REQUIREMENT ->
Set down exactly the lines below, starting at the one that contains "PR #1416, opened 2022-09-08" and ending at the one that contains "This code submission converts", with both of those lines included and nothing else.
===============
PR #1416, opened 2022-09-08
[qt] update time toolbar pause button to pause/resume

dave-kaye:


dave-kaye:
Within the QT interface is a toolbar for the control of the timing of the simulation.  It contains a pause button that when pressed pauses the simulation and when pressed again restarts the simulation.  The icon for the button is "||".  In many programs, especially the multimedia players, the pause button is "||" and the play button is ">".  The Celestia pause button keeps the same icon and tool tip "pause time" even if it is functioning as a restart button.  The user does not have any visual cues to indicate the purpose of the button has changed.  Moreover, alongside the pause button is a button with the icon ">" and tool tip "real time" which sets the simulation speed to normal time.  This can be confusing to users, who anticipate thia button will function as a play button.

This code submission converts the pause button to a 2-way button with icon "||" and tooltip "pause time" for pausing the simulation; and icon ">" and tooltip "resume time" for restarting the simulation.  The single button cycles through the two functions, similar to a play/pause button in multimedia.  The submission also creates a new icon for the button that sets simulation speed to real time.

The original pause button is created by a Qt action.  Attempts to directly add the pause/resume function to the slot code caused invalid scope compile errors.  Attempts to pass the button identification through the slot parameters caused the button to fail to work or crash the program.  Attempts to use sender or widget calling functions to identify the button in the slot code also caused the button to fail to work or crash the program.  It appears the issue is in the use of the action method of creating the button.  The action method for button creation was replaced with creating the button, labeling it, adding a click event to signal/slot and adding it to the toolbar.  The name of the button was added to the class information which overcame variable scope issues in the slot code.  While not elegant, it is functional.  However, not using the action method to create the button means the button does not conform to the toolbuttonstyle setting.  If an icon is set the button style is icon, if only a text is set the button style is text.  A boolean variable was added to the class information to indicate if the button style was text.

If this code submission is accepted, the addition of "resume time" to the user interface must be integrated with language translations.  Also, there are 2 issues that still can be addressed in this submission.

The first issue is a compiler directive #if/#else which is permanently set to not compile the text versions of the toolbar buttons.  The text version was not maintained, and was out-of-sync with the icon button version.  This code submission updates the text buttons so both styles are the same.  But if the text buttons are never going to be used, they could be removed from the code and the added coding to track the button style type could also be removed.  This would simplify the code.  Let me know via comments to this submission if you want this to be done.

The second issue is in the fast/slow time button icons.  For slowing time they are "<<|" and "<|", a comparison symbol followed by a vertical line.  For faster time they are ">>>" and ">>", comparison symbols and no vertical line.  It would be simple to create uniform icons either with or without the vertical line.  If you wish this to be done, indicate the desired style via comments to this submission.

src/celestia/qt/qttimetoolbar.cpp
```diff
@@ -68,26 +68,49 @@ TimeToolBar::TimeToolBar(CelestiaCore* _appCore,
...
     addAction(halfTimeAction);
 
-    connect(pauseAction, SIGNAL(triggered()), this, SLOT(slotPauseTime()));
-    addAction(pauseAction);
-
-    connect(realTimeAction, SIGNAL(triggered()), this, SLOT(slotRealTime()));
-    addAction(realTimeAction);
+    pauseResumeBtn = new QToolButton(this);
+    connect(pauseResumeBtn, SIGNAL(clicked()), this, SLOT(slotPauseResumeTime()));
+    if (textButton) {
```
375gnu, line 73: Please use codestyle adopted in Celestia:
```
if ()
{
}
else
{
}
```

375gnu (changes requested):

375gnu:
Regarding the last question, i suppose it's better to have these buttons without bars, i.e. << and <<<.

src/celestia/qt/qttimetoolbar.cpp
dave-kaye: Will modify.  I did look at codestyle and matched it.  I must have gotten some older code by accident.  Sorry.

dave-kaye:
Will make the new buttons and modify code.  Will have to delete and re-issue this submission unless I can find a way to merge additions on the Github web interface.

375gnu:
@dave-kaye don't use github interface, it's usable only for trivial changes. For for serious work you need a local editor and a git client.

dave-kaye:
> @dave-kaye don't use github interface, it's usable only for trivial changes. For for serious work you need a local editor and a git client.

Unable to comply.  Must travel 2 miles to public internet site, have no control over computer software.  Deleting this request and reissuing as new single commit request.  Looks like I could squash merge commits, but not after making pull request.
===============
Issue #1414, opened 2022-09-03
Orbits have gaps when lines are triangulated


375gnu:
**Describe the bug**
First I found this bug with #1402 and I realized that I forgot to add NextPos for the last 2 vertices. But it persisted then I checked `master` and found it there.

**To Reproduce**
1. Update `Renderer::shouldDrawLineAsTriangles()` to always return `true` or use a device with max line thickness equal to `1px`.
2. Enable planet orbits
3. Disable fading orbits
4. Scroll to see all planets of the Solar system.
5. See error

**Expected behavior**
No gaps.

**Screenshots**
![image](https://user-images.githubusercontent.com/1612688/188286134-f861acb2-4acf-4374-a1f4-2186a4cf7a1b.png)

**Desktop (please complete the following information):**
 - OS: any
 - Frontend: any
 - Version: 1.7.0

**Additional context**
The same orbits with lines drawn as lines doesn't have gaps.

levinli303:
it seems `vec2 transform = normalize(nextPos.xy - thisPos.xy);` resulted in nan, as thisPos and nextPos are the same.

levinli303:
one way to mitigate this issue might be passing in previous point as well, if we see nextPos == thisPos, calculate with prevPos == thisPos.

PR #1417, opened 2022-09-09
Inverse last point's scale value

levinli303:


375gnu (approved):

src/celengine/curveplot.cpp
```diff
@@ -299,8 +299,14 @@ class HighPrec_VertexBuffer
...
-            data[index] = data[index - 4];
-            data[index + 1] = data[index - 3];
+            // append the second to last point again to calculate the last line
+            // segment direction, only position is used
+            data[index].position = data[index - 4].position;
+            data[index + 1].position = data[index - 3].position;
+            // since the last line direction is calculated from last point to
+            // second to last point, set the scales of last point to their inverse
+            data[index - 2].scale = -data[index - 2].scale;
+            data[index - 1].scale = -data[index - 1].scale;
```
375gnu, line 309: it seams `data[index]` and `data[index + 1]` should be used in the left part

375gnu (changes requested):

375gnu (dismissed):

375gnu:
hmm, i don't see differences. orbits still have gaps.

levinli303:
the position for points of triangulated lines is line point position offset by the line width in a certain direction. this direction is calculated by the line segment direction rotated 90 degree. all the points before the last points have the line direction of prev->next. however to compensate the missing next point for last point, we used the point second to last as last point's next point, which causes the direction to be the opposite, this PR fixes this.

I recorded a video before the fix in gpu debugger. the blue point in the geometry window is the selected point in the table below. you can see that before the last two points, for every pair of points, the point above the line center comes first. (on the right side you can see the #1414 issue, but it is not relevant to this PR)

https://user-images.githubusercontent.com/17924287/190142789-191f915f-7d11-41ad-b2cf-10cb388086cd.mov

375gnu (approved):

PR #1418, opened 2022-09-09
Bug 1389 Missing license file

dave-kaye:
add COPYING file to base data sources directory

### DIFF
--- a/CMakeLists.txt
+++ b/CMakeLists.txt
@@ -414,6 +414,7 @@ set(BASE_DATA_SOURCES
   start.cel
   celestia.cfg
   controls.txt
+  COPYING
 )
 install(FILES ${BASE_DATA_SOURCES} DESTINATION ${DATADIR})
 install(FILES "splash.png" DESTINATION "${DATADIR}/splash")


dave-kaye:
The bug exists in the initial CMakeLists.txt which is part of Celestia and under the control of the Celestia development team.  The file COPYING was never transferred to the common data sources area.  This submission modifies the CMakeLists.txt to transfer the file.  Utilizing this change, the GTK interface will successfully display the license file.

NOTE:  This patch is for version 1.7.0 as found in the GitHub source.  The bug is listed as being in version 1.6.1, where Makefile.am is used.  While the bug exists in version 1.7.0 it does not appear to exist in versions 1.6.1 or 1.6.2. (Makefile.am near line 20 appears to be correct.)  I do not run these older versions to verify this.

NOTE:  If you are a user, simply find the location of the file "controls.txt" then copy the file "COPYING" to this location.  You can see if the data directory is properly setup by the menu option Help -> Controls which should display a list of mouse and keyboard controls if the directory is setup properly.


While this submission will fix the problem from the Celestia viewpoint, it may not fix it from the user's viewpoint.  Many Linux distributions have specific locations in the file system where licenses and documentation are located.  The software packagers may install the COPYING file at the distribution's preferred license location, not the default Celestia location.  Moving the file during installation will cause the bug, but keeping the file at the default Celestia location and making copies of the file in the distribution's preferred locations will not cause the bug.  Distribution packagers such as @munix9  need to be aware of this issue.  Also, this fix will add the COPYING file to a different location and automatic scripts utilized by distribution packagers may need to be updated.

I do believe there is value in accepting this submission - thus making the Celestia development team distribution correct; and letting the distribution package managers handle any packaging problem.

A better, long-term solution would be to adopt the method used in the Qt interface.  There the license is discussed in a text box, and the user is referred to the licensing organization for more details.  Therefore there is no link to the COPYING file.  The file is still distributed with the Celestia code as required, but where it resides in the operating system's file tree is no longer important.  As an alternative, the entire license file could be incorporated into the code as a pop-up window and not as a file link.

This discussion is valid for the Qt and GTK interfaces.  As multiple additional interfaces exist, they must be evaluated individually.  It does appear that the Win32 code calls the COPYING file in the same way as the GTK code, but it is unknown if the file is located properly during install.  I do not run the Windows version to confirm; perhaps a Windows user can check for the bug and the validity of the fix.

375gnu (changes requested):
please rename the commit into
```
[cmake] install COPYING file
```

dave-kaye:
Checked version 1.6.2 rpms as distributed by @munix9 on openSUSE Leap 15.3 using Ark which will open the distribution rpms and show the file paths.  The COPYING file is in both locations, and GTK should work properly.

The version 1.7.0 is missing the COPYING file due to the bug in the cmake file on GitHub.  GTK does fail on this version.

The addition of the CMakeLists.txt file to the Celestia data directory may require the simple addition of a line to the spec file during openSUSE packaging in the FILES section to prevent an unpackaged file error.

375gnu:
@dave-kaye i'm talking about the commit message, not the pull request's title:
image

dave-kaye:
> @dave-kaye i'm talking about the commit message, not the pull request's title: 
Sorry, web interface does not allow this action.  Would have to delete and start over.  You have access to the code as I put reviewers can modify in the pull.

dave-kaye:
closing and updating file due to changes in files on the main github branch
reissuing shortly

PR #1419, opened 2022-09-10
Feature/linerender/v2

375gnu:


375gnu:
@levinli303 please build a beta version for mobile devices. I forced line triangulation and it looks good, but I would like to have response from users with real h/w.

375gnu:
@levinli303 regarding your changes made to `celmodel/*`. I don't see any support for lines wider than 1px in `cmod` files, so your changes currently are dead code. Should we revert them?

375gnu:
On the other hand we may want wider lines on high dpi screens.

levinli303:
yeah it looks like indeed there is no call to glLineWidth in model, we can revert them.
===============
ANSWER FOR THE TASK ->
PR #1416, opened 2022-09-08
[qt] update time toolbar pause button to pause/resume

dave-kaye:


dave-kaye:
Within the QT interface is a toolbar for the control of the timing of the simulation.  It contains a pause button that when pressed pauses the simulation and when pressed again restarts the simulation.  The icon for the button is "||".  In many programs, especially the multimedia players, the pause button is "||" and the play button is ">".  The Celestia pause button keeps the same icon and tool tip "pause time" even if it is functioning as a restart button.  The user does not have any visual cues to indicate the purpose of the button has changed.  Moreover, alongside the pause button is a button with the icon ">" and tool tip "real time" which sets the simulation speed to normal time.  This can be confusing to users, who anticipate thia button will function as a play button.

This code submission converts the pause button to a 2-way button with icon "||" and tooltip "pause time" for pausing the simulation; and icon ">" and tooltip "resume time" for restarting the simulation.  The single button cycles through the two functions, similar to a play/pause button in multimedia.  The submission also creates a new icon for the button that sets simulation speed to real time.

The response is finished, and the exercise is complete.